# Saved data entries
PR #3207, opened 2026-08-29
fix(terminal): guard the terminal worker against process-level errors

### LINKED ISSUE #3206: [Bug] One stray async error in the terminal worker disconnects every session at once
### Operating system

Windows

### Netcatty version

1.1.82

### Affected area

SSH connection / terminal, Port forwarding, Crash / app won't start

### Can you reproduce it?

Sometimes

### Steps to reproduce

1. Open several sessions at once (SSH tabs, an SFTP panel, a port-forward tunnel).
2. Leave them running for a while under normal use — typing, resizing, a laptop sleep/wake, a Wi-Fi/VPN change, a jump-host hop that drops.
3. Wait for any single one of those sessions to hit a stray asynchronous error.

I cannot give a deterministic trigger, and that is part of the report: the failure is
whatever async error happens to reach the worker's event loop first. See "Actual behavior"
for why the specific exception is currently impossible to capture from a normal install.

### Expected behavior

One failing session — a dropped jump host, a reset socket, a broken tunnel — should
fail on its own and leave every other session connected.

This is the project's own stated policy. `electron/bridges/processErrorGuards.cjs` opens with:

```js
// Any error with an ssh2 `level` property is a connection/auth-level error,
// never a reason to kill the entire multi-session app.
```

### Actual behavior

**Every session disconnects simultaneously**, each reporting:

```
Terminal worker exited with code 1
```

**Root cause.** All terminal, SSH, SFTP, and port-forwarding sessions live in a single
`utilityProcess` (`terminalWorkerManager.cjs`, `ensureStarted()` →
`utilityProcess.fork(workerScriptPath, ...)`). That worker installs **no**
`uncaughtException` and **no** `unhandledRejection` handler:
`electron/terminalWorker/process.cjs` `main()` never calls into
`processErrorGuards.cjs`. So Node's default behavior applies — any single unhandled async
error exits the process with code 1, and `handleExit()` then closes *every* tracked
session and emits `netcatty:exit` to each one.

The main process installs those guards (`electron/main.cjs`), and the test file covering
them is even named `mainProcessErrorGuards.test.cjs`. The protection was written to stop
exactly this failure mode; when sessions moved into the worker, the worker became the
process that has to survive them, and it is the one process without the guard.

Concrete unguarded paths I found while reading 1.1.82 (all still present on `main`):

| Location | Gap |
|---|---|
| `terminalWorker/runtime.cjs` `handleMessage()` | no `try/catch` around the whole dispatch |
| `terminalWorker/runtime.cjs` `handleSend()` | calls `listener(...)` unguarded — this is the `netcatty:write` / `resize` / `flow` / `close` / `interrupt` path. `handleRequest()` *is* wrapped, so only the fire-and-forget listeners are exposed |
| `bridges/terminalBridge.cjs` `writeToSession()` | `setTimeout(sendChunk, ...)` — a throw in a timer callback cannot be caught by any surrounding `try/catch` |
| `bridges/sshBridge.cjs` (jump-host chain) | `conn.once('error', ...)` only. After `ready`, `settled` swallows the first error and the `once` listener is then gone; a second `error` on that client hits an EventEmitter with no listener and throws |

**Why there is no log to attach.** `handleExit()` never calls `crashLogBridge`, and the
only `onWorkerExit` listener is port forwarding's tunnel-status cleanup. So a worker crash
leaves **no crash-log entry at all**. The worker's stderr goes to the main process's
inherited stderr, which is discarded under the Windows GUI subsystem. My `crash-logs/`
folder contains only `render-process-gone` entries (`exitCode=1073807364`,
`activeSessionCount: 0`) — unrelated to this. The cause is printed and then thrown away,
which is why this is hard to report properly.

Setting `NETCATTY_TERMINAL_WORKER=0` avoids the mass disconnect, which is consistent with
the diagnosis: that path registers the bridges in the main process, where the guards exist.

I have opened a PR that installs the same guards in the worker and routes worker crashes
into the crash log so future reports can carry the actual exception.

### Logs / screenshots

```
{"timestamp":"2026-08-27T13:20:10.102Z","source":"render-process-gone",
 "message":"Renderer process gone: reason=killed, exitCode=1073807364",
 "version":"1.1.81","electronVersion":"42.3.3","osVersion":"10.0.19045",
 "activeSessionCount":0,"uptimeSeconds":587}
```

Included to show what the crash log does **not** contain: there is no worker-exit record,
because nothing writes one.

### Before submitting

zxhggg:
## Summary

Every terminal, SSH, SFTP, and port-forwarding session lives in one
`utilityProcess`, and that process installs no `uncaughtException` /
`unhandledRejection` handler. So a single stray async error anywhere in the worker
exits it with code 1, and `terminalWorkerManager.handleExit()` then closes **every**
live session at once with `Terminal worker exited with code 1`.

The main process already installs these guards for exactly this reason —
`processErrorGuards.cjs` opens by saying an ssh2 connection-level error is
"never a reason to kill the entire multi-session app", and the test file covering it
is even named `mainProcessErrorGuards.test.cjs`. When sessions moved into the worker,
the worker became the process that has to survive them, and it is the one process
without the guard.

This PR installs the same guards there, and makes worker crashes visible in the
crash log so future reports can carry the cause rather than only the symptom.

## Type of Change

- [x] Bug fix
- [ ] New feature
- [ ] Refactor / code cleanup
- [ ] Documentation update
- [ ] Build / CI change

## Related Issue (optional)

Closes #3206

## Changes Made

**`electron/terminalWorker/process.cjs`** — new `installWorkerProcessErrorGuards()`,
called at the top of `main()`. It reuses `processErrorGuards.cjs` unchanged and calls
`completeMainWindowStartup({ windowShown: true })` immediately: the worker has no window
lifecycle, so without arming runtime protection `classifyProcessError()` would read every
runtime error as a pre-startup failure and still let the process die. Suppressed errors
are forwarded to the parent as a `worker-process-error` message.

**`electron/bridges/terminalWorkerManager.cjs`** — handle that message kind and fan it out
through a new `onWorkerProcessError()` subscription, following the existing
`onTerminalInterceptorWarning()` pattern (listener set, dispatch branch, dispose clear,
export).

**`electron/main/registerBridges.cjs`** — write both worker exits and suppressed worker
errors to `crashLogBridge`. Previously `handleExit()` never reached the crash log and the
only `onWorkerExit` listener was port forwarding's tunnel cleanup, so a crash that dropped
every session left no record at all; the worker's stderr goes to the main process's
inherited stderr, which is discarded under the Windows GUI subsystem.

**Tests** — 5 cases in `process.test.cjs` (ssh2 `level` error, generic runtime error and
rejection, `ECONNRESET` reporting, `EPIPE` ignored without a report, uninstall) and 1 in
`terminalWorkerManager.test.cjs` (fan-out + dispose).

### Not fixed here

While tracing this I found specific unguarded throw sites that the guard now catches but
that are worth fixing at the source separately, so this PR stays reviewable:

- `terminalWorker/runtime.cjs` — `handleMessage()` and `handleSend()` have no `try/catch`.
  `handleRequest()` does, so only the fire-and-forget `ipcMain.on` path (`netcatty:write`,
  `resize`, `flow`, `close`, `interrupt`) is exposed.
- `bridges/terminalBridge.cjs` `writeToSession()` — `setTimeout(sendChunk, ...)`; a throw in
  a timer callback is uncatchable by any surrounding `try/catch`.
- `bridges/sshBridge.cjs` jump-host chain — `conn.once('error', ...)` only. After `ready`,
  `settled` swallows the first error and the `once` listener is then gone, so a second
  `error` on that client reaches an EventEmitter with no listener and throws.

## Screenshots / Demo

No UI change. Behavioral change: a stray async error in the worker is now logged and
suppressed instead of terminating the process and disconnecting every session.

## Testing

- [ ] Linting passes (`npm run lint`)
- [ ] Tests pass (`npm test`)
- [x] Generated capability tool specs are updated when applicable (`npm run generate:capability-tools`) — not applicable, no capability catalog change

**Please read the three unchecked boxes — I want to be precise about what I did and did not run.**

I could not run `npm ci` in my environment, so `npm run dev`, `npm run lint`, and the full
`npm test` did not run. What I did run, with `node --test` directly on the suites that have
no native/third-party dependencies:

```
electron/terminalWorker/process.test.cjs
electron/terminalWorker/runtime.test.cjs
electron/bridges/mainProcessErrorGuards.test.cjs
electron/bridges/terminalWorkerManager.test.cjs
electron/bridges/terminalWorkerManager.transferFanout.test.cjs
                                        -> 165 tests, 163 pass, 2 fail
```

The 2 failures are `Cannot find module 'ssh2-sftp-client'` and
`Cannot find module 'ajv/dist/2020'`. I confirmed they are environmental by stashing this
branch and re-running on clean `main`: **the same 2 fail identically there**. All 6 new
tests pass, and `node --check` is clean on all three changed source files.

CI runs the real suite — please treat that as the authoritative result over my partial run.

## Checklist

- [ ] I have added or updated relevant documentation — no user-facing docs affected; rationale is in code comments

### DIFF
--- a/electron/bridges/terminalWorkerManager.cjs
+++ b/electron/bridges/terminalWorkerManager.cjs
@@ -414,6 +414,7 @@ function createTerminalWorkerManager(options = {}) {
   const urgentInputPorts = new Map();
   const outputTaps = new Set();
   const terminalInterceptorWarningListeners = new Set();
+  const workerProcessErrorListeners = new Set();
   const sessionOwnedListeners = new Set();
   const sessionClosedListeners = new Set();
   const workerExitListeners = new Set();
@@ -1432,6 +1433,14 @@ function createTerminalWorkerManager(options = {}) {
       }
       return;
     }
+    if (message.kind === "worker-process-error") {
+      // The worker survived this one (its process guards suppressed it), but
+      // main still owns the crash log, so record it there for bug reports.
+      for (const listener of [...workerProcessErrorListeners]) {
+        try { listener(message); } catch {}
+      }
+      return;
+    }
     if (message.kind === "renderer-event") {
       for (const listener of [...workerRendererEventListeners]) {
         try { listener(message); } catch {}
@@ -2003,6 +2012,12 @@ function createTerminalWorkerManager(options = {}) {
     return Object.freeze({ dispose: () => terminalInterceptorWarningListeners.delete(listener) });
   }
 
+  function onWorkerProcessError(listener) {
+    if (typeof listener !== "function") throw new TypeError("Worker process error listener is required");
+    workerProcessErrorListeners.add(listener);
+    return Object.freeze({ dispose: () => workerProcessErrorListeners.delete(listener) });
+  }
+
   function onSessionOwned(listener) {
     if (typeof listener !== "function") throw new TypeError("Terminal session owner listener is required");
     sessionOwnedListeners.add(listener);
@@ -2055,6 +2070,7 @@ function createTerminalWorkerManager(options = {}) {
       supersedingSessionGenerations.clear();
       closeAllUrgentInputPorts();
       terminalInterceptorWarningListeners.clear();
+      workerProcessErrorListeners.clear();
       sessionOwnedListeners.clear();
       sessionClosedListeners.clear();
       workerExitListeners.clear();
@@ -2088,6 +2104,7 @@ function createTerminalWorkerManager(options = {}) {
     attachTerminalInterceptor,
     detachTerminalInterceptor,
     onTerminalInterceptorWarning,
+    onWorkerProcessError,
     onSessionOwned,
     onSessionClosed,
     onWorkerExit,
--- a/electron/bridges/terminalWorkerManager.test.cjs
+++ b/electron/bridges/terminalWorkerManager.test.cjs
@@ -4944,3 +4944,33 @@ test("worker exit notifies host lifecycle listeners for every active session", a
     { sessionId: "local-2", reason: "worker-exit" },
   ]);
 });
+
+test("worker process error reports are fanned out to main-process listeners", () => {
+  const child = new FakeChild();
+  const manager = createTerminalWorkerManager({
+    utilityProcess: {
+      fork() {
+        return child;
+      },
+    },
+    workerScriptPath: "/worker.cjs",
+  });
+  const seen = [];
+  const subscription = manager.onWorkerProcessError((report) => seen.push(report));
+  void manager.request("netcatty:test", {});
+
+  child.emit("message", {
+    kind: "worker-process-error",
+    source: "uncaughtException",
+    message: "Keepalive timeout",
+    level: "client-timeout",
+  });
+
+  assert.equal(seen.length, 1);
+  assert.equal(seen[0].source, "uncaughtException");
+  assert.equal(seen[0].message, "Keepalive timeout");
+
+  subscription.dispose();
+  child.emit("message", { kind: "worker-process-error", message: "second" });
+  assert.equal(seen.length, 1);
+});
--- a/electron/main/registerBridges.cjs
+++ b/electron/main/registerBridges.cjs
@@ -393,6 +393,25 @@ function createBridgeRegistrar(context) {
       : null;
     registerTransportIdleTtlSettingsSync(ipcMain, terminalWorkerManager);
     if (terminalWorkerManager) {
+      // A worker crash silently drops every live session at once. Record it in
+      // the crash log so bug reports carry the cause instead of only the
+      // "Terminal worker exited with code 1" symptom.
+      terminalWorkerManager.onWorkerExit?.((error) => {
+        try {
+          crashLogBridge.captureError("terminal-worker-exit", error);
+        } catch { /* never throw from crash logging */ }
+      });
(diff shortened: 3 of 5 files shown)


binaricat:
Closing as superseded by #3208, which was merged on August 30 and already covers issue #3206. Thank you for identifying and documenting the shared-worker failure and missing crash records.

Two independent read-only reviews compared this PR's unchanged head (`b3b7b046c06f08cc143e484c8d3fe8c903b56153`) with current main (`81ec019892288be2f2f0ee7c78293abbb7bc0758`). No necessary unique fix remains here: main contains runtime error protection, worker-error and exit logging, startup-failure handling, and send-listener isolation. The existing P1 review is valid in this PR: arming protection before initialization can swallow a startup failure and leave requests waiting. #3208 already handles that correctly, so merging this duplicate would add no needed fix.

Fresh validation on current main: 146 focused tests passed. A real Electron utility-process experiment confirmed an unprotected process exits after an injected asynchronous exception; the current guard survives an exception and rejected promise and answers the next request; an error during startup still terminates the process. This is controlled fault injection, not confirmation from the original Windows reporter or a sleep/VPN reproduction.

No source changes were made and this duplicate was not merged. The applicable fix remains #3208.

Issue #2851, opened 2026-08-10
[Bug] 合并终端后会话session丢失


Damomo11:
### Operating system

Windows

### Netcatty version

1.1.76

### How did you install Netcatty?

GitHub Release (.dmg / .exe / .AppImage / .deb / .rpm / .pacman)

### Affected area

AI assistant

### Can you reproduce it?

Always (100%)

### Steps to reproduce

1. 在A终端里使用ai会话
2. 将B终端和A终端合并
3. ai会话不是原来那个，历史会话也找不到

### Expected behavior

能继续使用原来那个ai会话

### Actual behavior

ai会话显示的不是原来那个，也不是B用过的ai会话，是其他终端用过的ai会话session。   只有在分离开终端，才能看到我需要的那个ai会话。

### Before submitting

- [x] I searched existing issues and did not find a duplicate
- [x] I removed passwords, private keys, and other secrets from this report

PR #3225, opened 2026-08-31
fix(ai): keep resumed terminal chats visible after merge

binaricat:
## Summary

Keep an AI conversation visible when a terminal resumes it from history and is then merged into a workspace.

This is a confirmed reproduction of the disappearance described in #3224, with one important condition: the chat was created on an older terminal and resumed on a current member terminal. The issue has no recording/logs establishing whether the reporter used that condition, so this PR does not claim to explain every possible recurrence or automatically close the report.

## Type of Change

- [x] Bug fix
- [ ] New feature
- [ ] Refactor / code cleanup
- [ ] Documentation update
- [ ] Build / CI change

## Related Issue (optional)

Related to #3224. Follow-up to #2851 / #2855.

## Changes Made

- Include AI chats selected by **current workspace member terminals** in workspace history, even when the stored terminal target belongs to a previous connection.
- Preserve existing member-target matching and history ordering; do not widen matching to every chat from the same host or to chats selected by nonmember terminals.
- Include member selections in the history cache key, while retaining cache reuse for unrelated terminal changes.
- Use the same membership inputs for panel rendering and memoized active-chat tracking, so continued responses update the visible chat.
- Add history/cache and rendered-panel regressions. No chat IDs, stored scopes, messages, or external-agent continuation IDs are rewritten by this change.

### Root cause and evidence

The original merge fix is still present, including in v1.1.82. It recognizes member chats through `session.scope.targetId`. Resuming history on terminal A updates A's active selection but keeps the chat's original target. After merging B into A, the workspace history filter therefore rejects the resumed chat. The handoff selects the correct chat ID, but view normalization subsequently treats that ID as absent, demotes the panel to draft, and clears the workspace selection. Without an explicit view, an unrelated old workspace chat can be selected instead. The messages remain stored and become visible again when returning to A.

Discriminating checks: a fresh chat created on A passes; the same selected chat with an older stored terminal target fails. The handoff helper returns the correct ID in both cases. Changing only history membership restores display. Existing 50 scope/handoff tests passed before the fix; three new regressions failed before it and pass after it.

## Screenshots / Demo

Exercised the production `AISidePanelStateRoot` / `AIStateMaintenanceHost` / `AIChatPanelsHost` / `AIChatSidePanel` in a local browser fixture under StrictMode, using synthetic chats and terminal/workspace inputs:

1. Resume **A history conversation** through the real history UI.
2. Merge B into A: before the fix, the message disappears and history contains only an old workspace conversation; after the fix, the same message and selected chat remain.
3. Confirm history reselect, follow-up typing, hide/show, detach/remerge, and merge while the panel is hidden.
4. Confirm explicit **New Chat** still opens a blank draft, and another live terminal's same-host chat does not appear.

This fixture exercises the real AI state maintenance and chat UI, not the full terminal drag gesture, native Windows executable, SSH backend, or a live external-agent request. A fixture hot-update caused a duplicate-createRoot warning; fresh-page interaction did not introduce runtime errors.

## Testing

- [x] Tested locally with the production AI panel in a Vite browser fixture (details above)
- [ ] All tests pass (`npm test`) — 11,013 passed, 4 failed, 13 skipped. All four failures are unchanged `components/terminal/osc7Setup.test.ts` legacy-shell migration assertions, reproduced on a separate clean `origin/main` checkout at `e8c291373b4402b47a5f49fc895a9469f3c2d865` (37 passed / the same 4 failed). Focused AI suite: 71 passed.
- [x] Production build passes (`npm run build`)
- [x] Generated capability tool specs are unchanged (not applicable)
- [x] Fresh-page browser interaction checked for runtime errors (fixture hot-update caveat above)

Focused command:

```sh
node --test --import tsx components/ai/scopedHistorySessions.test.ts components/AIChatSidePanel.mountRetention.test.ts components/ai/sessionScopeMatch.test.ts domain/aiWorkspaceScopeInherit.test.ts domain/workspaceAiScopeHandoff.test.ts components/ai/aiPanelViewState.test.ts
```

Full test run used Node 24.11.1 after restoring Electron 42.3.3 locally. An initial Node 26 run was interrupted because the missing Electron runtime caused repeated installer attempts; it is not used as product-failure evidence. Build emits existing chunk-size/dynamic-import warnings; lint has no findings.

## Checklist

- [x] Relevant behavior and reproduction are documented above and in regression tests
- [x] No breaking changes or storage migration

### DIFF
--- a/components/AIChatSidePanel.mountRetention.test.ts
+++ b/components/AIChatSidePanel.mountRetention.test.ts
@@ -333,7 +333,7 @@ test('AI side panel skips re-render when only the composer draft text changes', 
   assert.equal(aiChatSidePanelPropsAreEqual(prev, next), true);
 });
 
-test('workspace AI panel memo follows visible inherited session, not hidden terminal maps', () => {
+test('workspace AI panel memo follows visible inherited session, not nonmember terminal maps', () => {
   const visibleMemberChat = session({
     id: 'chat-visible',
     scope: { type: 'terminal', targetId: 'terminal-b', hostIds: ['host-b'] },
@@ -364,7 +364,7 @@ test('workspace AI panel memo follows visible inherited session, not hidden term
       },
     ],
     activeSessionIdMap: {
-      'terminal:terminal-a': 'chat-hidden',
+      'terminal:terminal-outside': 'chat-hidden',
       'terminal:terminal-b': 'chat-visible',
     },
     sessions: [visibleMemberChat, hiddenFocusedChat],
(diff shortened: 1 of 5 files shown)


binaricat:
@codex review

PR #3283, opened 2026-09-06
perf(terminal): skip painting inactive terminal panes

binaricat:
## Summary

Inactive terminal panes can continue repainting while covered by the active tab. Move their screens outside the viewport so xterm can suspend drawing, while continuing to consume output and preserving terminal dimensions. Returning to a tab uses the existing reveal and recovery path.

## Type of Change

- [x] Other (please describe): terminal performance optimization
- [x] Documentation update
- [x] Build / CI change

## Related Issue (optional)

Related to #3278. This targets a verified source of unnecessary background work; it does not establish the cause of the reporter's sustained CPU usage or close the report.

## Changes Made

- Park inactive panes outside the viewport without changing output delivery, buffering, or hibernation policy.
- Keep pinned dimensions valid during window changes, including panes wider than the current viewport.
- Add a real Electron/xterm regression test and run it in Linux CI.
- Document validation and its limits in `docs/research/issue-3278-background-rendering-validation.md`.

## Screenshots / Demo

Validated an isolated full Netcatty instance with five real local shell sessions: continuous background output, repeated tab switches, split panes, focus mode, detaching a pane, and window maximize/restore. Output remained available when returning to a tab.

A local full-app A/B comparison with four continuously writing background shells reduced sampled renderer + GPU CPU usage in all three rounds (approximately 9–45%). This is a short local measurement, not a cross-platform benchmark or a prediction for the reporter's environment. No memory reduction is claimed.

## Testing

- [x] I have tested these changes locally (isolated Vite + Electron development instance)
- [x] Tests pass (`npm test`: 11,377 passed, 18 skipped, 0 failed)
- [x] Production build passes (`npm run build`)
- [x] `npm run test:terminal-background-rendering` passes with real Electron and xterm WebGL
- [x] Regression test fails before the fix: all four inactive terminals continue painting; after the fix they paint zero frames while their buffers still receive output
- [x] Two independent local reviews completed without outstanding findings

Capability generation is not applicable. Existing development warnings were observed; this validation does not claim a warning-free console.

## Checklist

### DIFF
--- a/.github/workflows/test.yml
+++ b/.github/workflows/test.yml
@@ -52,6 +52,9 @@ jobs:
       - name: Test
         run: npm test
 
+      - name: Test terminal background rendering
+        run: xvfb-run -a ./node_modules/.bin/electron --no-sandbox scripts/terminal-background-rendering.live.test.cjs
+
       - name: Test terminal keyword highlight performance
         env:
           NETCATTY_TERMINAL_PERF_SHOW_WINDOW: "1"
--- a/.github/workflows/test.yml
+++ b/.github/workflows/test.yml
@@ -53,7 +53,7 @@ jobs:
         run: npm test
 
       - name: Test terminal background rendering
-        run: xvfb-run -a ./node_modules/.bin/electron --no-sandbox scripts/terminal-background-rendering.live.test.cjs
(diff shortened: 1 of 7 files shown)


binaricat:
@codex review

binaricat:
@codex review

PR #118, opened 2022-04-21
Fix intent in lz_restin

### LINKED ISSUE #74: Invalid intent for input parameters in `lz_restin`
I got tipped off by a compiler warning. It looks like the position and velocity arrays passed into `lz_restin` should be `intent(in)` instead of `intent(out)`. 

https://github.com/PHOTOX/ABIN/blob/4ca60042ab0f922f0202e14b42615761a2acd56b/src/landau_zener.F90#L515

Note that this is actually a bug, since variables declared as `intent(out)` are not guaranteed to have the values that you passed in, so you might be assigning random numbers here.

https://github.com/PHOTOX/ABIN/blob/4ca60042ab0f922f0202e14b42615761a2acd56b/src/landau_zener.F90#L542

I don't understand why the compiler proceeds without error here, supposedly the purpose of the `intent` attribute is to prevent such mistakes. :frowning:

danielhollas:
Fixes #74

I am surprised that this has worked, and also that older compiler versions didn't catch this mistake.

@suchanj please take a look as this is your code.

### DIFF
--- a/src/landau_zener.F90
+++ b/src/landau_zener.F90
@@ -512,8 +512,8 @@ contains
 
    subroutine lz_restin(fileunit, x, y, z, vx, vy, vz)
       integer, intent(in) :: fileunit
-      real(DP), intent(out) :: x(:, :), y(:, :), z(:, :)
-      real(DP), intent(out) :: vx(:, :), vy(:, :), vz(:, :)
+      real(DP), intent(in) :: x(:, :), y(:, :), z(:, :)
+      real(DP), intent(in) :: vx(:, :), vy(:, :), vz(:, :)
       integer :: ist
 
       read (fileunit, *) istate_lz


danielhollas:
One remaining gfortran warning is

```sh
landau_zener.F90:450:28:

  450 |    subroutine lz_getgraddiff(grad_diff, ist, ist1, x, y, z, vx, vy, vz, fxc, fyc, fzc)
      |                            ^
Warning: ‘lz_getgraddiff’ defined but not used [-Wunused-function]
```
@suchanj we can live with this, but let me know in case it is okay to remove this function.

suchanj:
Wow, yeah that should not have worked at all. (LZ restart is covered by tests so it somehow did.)
I would actually keep that function, Jirka Janoš is now looking into LZ and there is a plan to base the PES on the force integration so it will at least help as a reference. Sorry for keeping the code bit messy.

suchanj (approved):

suchanj:
Please, wait a sec with merging ...

suchanj:
Thanks, all clear!

PR #119, opened 2022-04-21
convert all system() calls to execute_command_line()

### LINKED ISSUE #116: Convert system calls to `execute_command_line`
system() is a GNU intrinsic, although it does appear to work for ifort. `execute_command_line` subroutine comes from Fortran 2008 standard and is hopefully supported by recent compilers.

https://gcc.gnu.org/onlinedocs/gfortran/EXECUTE_005fCOMMAND_005fLINE.html#EXECUTE_005fCOMMAND_005fLINE

danielhollas:
Closes #116. I was able to get rid of a couple of system calls by introducing utility functions for deleting and renaming files.

I also realized that the error handling inside the parallelized OpenMP do loop in force_abin is not according to the OpenMP standard so needed to do a little refactor.


src/force_abin.F90
```diff
@@ -220,20 +237,27 @@ subroutine force_abin(x, y, z, fx, fy, fz, eclas, chpot, walkmax)
...
       ! e.g. ./G09/r.g09
       shellscript = get_shellscript(chpot)
+      abort = .false.
 
-!$OMP PARALLEL
-!$OMP DO PRIVATE(engrad_unit, energy, chgeom, chforce)
+!$OMP PARALLEL DO PRIVATE(engrad_unit, energy, chgeom, chforce)
       do iw = 1, walkmax
 
+      ! If one PI bead external calculation fails, we need to stop as soon as possible,
```
danielhollas, line 254: This is annoying, but thanks to the earlier refactor, the workaround is hopefully not too complex.

src/landau_zener.F90
```diff
@@ -447,6 +445,7 @@ subroutine lz_rewind(en_array_lz)
       en_array_lz(:, 2) = en_array_lz(:, 3)
    end subroutine lz_rewind
 
+#if 0
```
danielhollas, line 448: Commenting this code out of compilation for now to make clear it is not used and to remove the compiler warning.

src/abin.F90
```diff
@@ -2,7 +2,7 @@
 !  ABIN: Multipurpose ab initio MD program.
 !  The potential is calculated on-the-fly by an external program.
 !------------------------------------------------------------------
-!  Copyright (C) 2014             D.Hollas, M.Oncak, O.Svoboda and P.Slavicek
+!  Copyright (C) 2014    D.Hollas, J.Suchan, M.Oncak, O.Svoboda and P.Slavicek
```
suchanj, line 5: 😱

suchanj (approved):

src/en_restraint.F90
```diff
@@ -161,7 +175,7 @@ subroutine energy_restraint(x, y, z, px, py, pz, eclas)
    end subroutine energy_restraint
 
    subroutine en_rest_finalize()
-      deallocate (fxr, fyr, fzr)
+      if (allocated(fxr)) deallocate (fxr, fyr, fzr)
```
danielhollas, line 178: @suchanj just FYI in finalization routines one should always check whether things are allocated before deallocating them since ABIN can fail early before the inititialization routine is called.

# Task prompt
From the records above, transcribe exactly the run of lines that opens with the line holding "- Preserve existing" and closes with the line holding "### Root cause and evidence", both included.

# Output of the exercise
- Preserve existing member-target matching and history ordering; do not widen matching to every chat from the same host or to chats selected by nonmember terminals.
- Include member selections in the history cache key, while retaining cache reuse for unrelated terminal changes.
- Use the same membership inputs for panel rendering and memoized active-chat tracking, so continued responses update the visible chat.
- Add history/cache and rendered-panel regressions. No chat IDs, stored scopes, messages, or external-agent continuation IDs are rewritten by this change.

### Root cause and evidence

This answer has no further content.